Table 2 shows experimental results with recent proposed powerful traditional image augmentation methods (i.e. Cutout [31] and AutoAugment [32]). Interestingly, ISDA seems to be even more effective when these techniques exist. For example, when applying AutoAugment, ISDA achieves performance gains of $1.34\%$ and $0.98\%$ on CIFAR-100 with the Shake-Shake (26, 2x112d) and the Wide-ResNet-28-10, respectively. Notice that these improvements are more significant than the standard situations. A plausible explanation for this phenomenon is that non-semantic augmentation methods help to learn a better feature representation, which makes semantic transformations in the deep feature space more reliable. The curves of test errors during training on CIFAR-100 with Wide-ResNet-28-10 are presented in Figure 4. It is clear that ISDA achieves a significant improvement after the third learning rate drop, and shows even better performance after the forth drop.
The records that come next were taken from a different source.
PR #1022, opened 2023-01-13
Add governance proposal vote action and cleaned up stargate msg protobuf system

NoahSaso:
This PR adds a governance proposal vote action.

image
Screenshot 2023-01-13 at 3 09 30 AM

In the process, I also:
- cleaned up the protobuf stargate encoder/decoder util functions in `messages.ts` by setting up a `Registry` (from `@cosmjs/*` packages) with all default types loaded and using its `encode` and `decode` functions that match protobuf `type_url` values automatically.
- replaceed the DAO's `coreVersion` in the context object provided to actions with the entire `DaoInfo` type, so that actions have access to the DAO name. Previously, actions that could be used by both a wallet and a DAO could not use the `useDaoInfoContext` hook to retrieve `DaoInfo` because you can't conditionally call hooks, and that hook errors outside of a DAO page (e.g. on a wallet page).
- fixed the light theme text colors of tooltips, toasts, and brightens the pressed button text color a bit.
- added a Wallet page when disconnected with a connect wallet button. I used the wallet page to test validator actions in different contexts.


elsehow (approved):
Amazing.

PR #1802, opened 2024-07-09
Fix funds not being sent in prepropose.propose

ismellike:
Native proposal deposits were erroring out due to the funds not being sent.

`Query failed with (6): rpc error: code = Unknown desc = failed to execute message; message index: 0: No funds sent: execute wasm contract failed`


noahsaso (approved):
THANK YOU

PR #1821, opened 2024-10-15
New Feat: Dockerize apps

hard-nett:
Docker images can be built with:
- sda image: `SDA_IMAGE=da0-da0/dao-app-sda:v0.0.2`
- dapp image: `DAPP_IMAGE=da0-da0/dao-app-dapp:v0.0.2`

*Compiling the images seem to require at minimum 16GB RAM, & 50GB of storage.*

on ARM platform:
`docker-compose build --build-arg BUILDPLATFORM=linux/arm64 --build-arg TARGETPLATFORM=linux/amd64`

on AMD platform: 
`docker-compose build --build-arg BUILDPLATFORM=linux/amd64 --build-arg TARGETPLATFORM=linux/amd64`

## Akash SDL
There is also an example of an SDL file that can be referenced for deploying both app images (dapp & sda) on machines rented via the permissioneess compute market on Akash.

### DIFF
--- a/.dockerignore
+++ b/.dockerignore
@@ -1,0 +1,7 @@
+node_modules
+package-lock.json
+.git
+.gitignore
+.vscode
+.next
+.turbo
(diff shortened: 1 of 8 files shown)


noahsaso (approved):
awesome!! thank you

PR #1832, opened 2025-02-01
docs: clarify chainId requirement for AuthzExec messages

FoxinouFR:


noahsaso:
actually this `chainId` parameter is always required, so i just went ahead and added it to the README: https://github.com/DA0-DA0/dao-dao-ui/commit/89b81e38834b93385cdd9815b9a9481cdd19b86d

thanks for pointing this out!

PR #1846, opened 2026-03-30
Add a contract_info query fallback for newer cw721 contract variants

MightOfOaks:
A small change to add a fallback to cover new cw721 contract variants in case the initial `contract_info` query fails. 

Newer cw721 contracts created for migrating collections from Stargaze to Cosmos Hub do not support the `contract_info` query (marked as deprecated on cw721-base v0.19 and on) and replace it with a `get_collection_info_and_extension` query instead. The change results in an error when trying to create an NFT-based DAO. The `get_collection_info_and_extension` response extends the `contract_info` response and includes the `name` and `symbol` information needed by the DAODAO UI.


noahsaso (approved):

noahsaso:
thanks!

PR #188, opened 2019-02-05
Return actual error while waiting for k8s API

MarcelMue:


xh3b4sd (approved):
That makes sense to me.

pkg/framework/guest.go
```diff
@@ -193,7 +193,7 @@ func (g *Guest) WaitForAPIUp() error {
 	o := func() error {
 		_, err := g.k8sClient.CoreV1().Services("default").Get("kubernetes", metav1.GetOptions{})
 		if err != nil {
-			return microerror.Maskf(waitError, "k8s API is still down")
+			return microerror.Mask(err)
```
kopiczko: Below we do

```
g.logger.Log("level", "debug", "message", err.Error())
```

Can this be instead changed to:

```suggestion
			return microerror.Maskf(waitError, err.Error())
```

I think knowing this is a waitError is useful.

PR #192, opened 2019-04-09
Remove unused resource package

MarcelMue:
This got moved to `pkg/release` - we remove it here to get an better overview of what is actually used.


pkg/release/chart_info.go
```diff
@@ -22,6 +22,14 @@ func NewStableChartInfo(name string) ChartInfo {
 	}
 }
 
+func NewChannelChartInfo(name string, channel string) ChartInfo {
```
MarcelMue: Needed for e2etests as it uses channels.

xh3b4sd (approved):

kopiczko (approved):

rossf7 (approved):

sslavic:
Rebased on top of latest master.

tomahawk28:
`chart-operator` is using `resource` pkg still, and it has to move to `pkg/release`. 
@MarcelMue How did you check this? Any migration did you do before you do this PR, so I can also look into it?

MarcelMue:
@tomahawk28 I did check this by vendoring it but it was in April. This was merged by Stevo - My assumption would be that you can use the new functions in place of the old ones. Uncertain as I would need to take a deeper look to get back into it.

PR #193, opened 2019-04-11
release: add CRDNotFound condition

kopiczko:
Towards https://github.com/giantswarm/giantswarm/issues/5278.

- Add CRDNotFound condition.
- Rename SecretNotExist to SecretNotFound.
- Use waitError instead of stillExistsError.

PR #194, opened 2019-04-11
dockerfile: update OS deps

kopiczko:
Builds were failing.

See https://github.com/giantswarm/e2e-harness/pull/193#issuecomment-482020304.


kopiczko:
This fixes builds. Merging. Should at me if you have comments.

Method | ResNet-110 | Wide-ResNet-28-10 | ||
---|---|---|---|---|
CIFAR-10 | CIFAR-100 | CIFAR-10 | CIFAR-100 | |
Large Margin [18] | 6.46$\pm $0.20% | 28.00$\pm $0.09% | 3.69$\pm $0.10% | 18.48$\pm $0.05% |
Disturb Label [38] | 6.61$\pm $0.04% | 28.46$\pm $0.32% | 3.91$\pm $0.10% | 18.56$\pm $0.22% |
Focal Loss [17] | 6.68$\pm $0.22% | 28.28$\pm $0.32% | 3.62$\pm $0.07% | 18.22$\pm $0.08% |
Center Loss [22] | 6.38$\pm $0.20% | 27.85$\pm $0.10% | 3.76$\pm $0.05% | 18.50$\pm $0.25% |
L${}_{q}$ Loss [16] | 6.69$\pm $0.07% | 28.78$\pm $0.35% | 3.78$\pm $0.08% | 18.43$\pm $0.37% |
WGAN [39] | 6.63$\pm $0.23% | - | 3.81$\pm $0.08% | - |
CGAN [40] | 6.56$\pm $0.14% | 28.25$\pm $0.36% | 3.84$\pm $0.07% | 18.79$\pm $0.08% |
ACGAN [41] | 6.32$\pm $0.12% | 28.48$\pm $0.44% | 3.81$\pm $0.11% | 18.54$\pm $0.05% |
infoGAN [42] | 6.59$\pm $0.12% | 27.64$\pm $0.14% | 3.81$\pm $0.05% | 18.44$\pm $0.10% |
Basic | 6.76$\pm $0.34% | 28.67$\pm $0.44% | - | - |
Basic + Dropout | 6.23$\pm $0.11% | 27.11$\pm $0.06% | 3.82$\pm $0.15% | 18.53$\pm $0.07% |
ISDA | 6.33$\pm $0.19% | 27.57$\pm $0.46% | - | - |
ISDA + Dropout | 5.98$\mathrm{\pm}$0.20% | 26.35$\mathrm{\pm}$0.30% | 3.58$\mathrm{\pm}$0.15% | 17.98$\mathrm{\pm}$0.15% |
Method | Top-1 | Top-5 |
---|---|---|
ResNet-50 [4] | 23.58% | 6.92% |
ResNet-50 + ISDA | 23.30% | 6.82% |
ResNet-152 [4] | 21.65% | 6.01% |
ResNet-152 + ISDA | 21.20% | 5.67% |
Table 4 presents the performance of ISDA on the large scale ImageNet dataset. It can be observed that ISDA reduces Top-1 error rate by $0.45\%$ for the ResNet-152 model. The training and test error curves are shown in Figure 4. Notably, ISDA achieves a slightly higher training error but a lower test error, indicating that ISDA performs effective regularization on deep networks.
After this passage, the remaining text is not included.